■ Try it: The records below are to be repeated in full, exactly as they are.

(Stored items)
PR #301, opened 2023-03-27
Fix remaining gap in #158, connect findOneAndUpdate() to projection

tatu-at-datastax:
**What this PR does**:

Fixes minor issue in earlier #158 to connect findOneAndUpdate() with projection too (actual projection implementing to follow)

**Checklist**
- [ ] Changes manually tested

### DIFF
--- a/src/main/java/io/stargate/sgv2/jsonapi/service/operation/model/impl/FindOperation.java
+++ b/src/main/java/io/stargate/sgv2/jsonapi/service/operation/model/impl/FindOperation.java
@@ -25,7 +25,11 @@ import java.util.function.Supplier;
 public record FindOperation(
     CommandContext commandContext,
     List<DBFilterBase> filters,
-    DocumentProjector projection,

■ Finished task:
PR #301, opened 2023-03-27
Fix remaining gap in #158, connect findOneAndUpdate() to projection

tatu-at-datastax:
**What this PR does**:

Fixes minor issue in earlier #158 to connect findOneAndUpdate() with projection too (actual projection implementing to follow)

**Checklist**
- [ ] Changes manually tested

### DIFF
--- a/src/main/java/io/stargate/sgv2/jsonapi/service/operation/model/impl/FindOperation.java
+++ b/src/main/java/io/stargate/sgv2/jsonapi/service/operation/model/impl/FindOperation.java
@@ -25,7 +25,11 @@ import java.util.function.Supplier;
 public record FindOperation(
     CommandContext commandContext,
     List<DBFilterBase> filters,
-    DocumentProjector projection,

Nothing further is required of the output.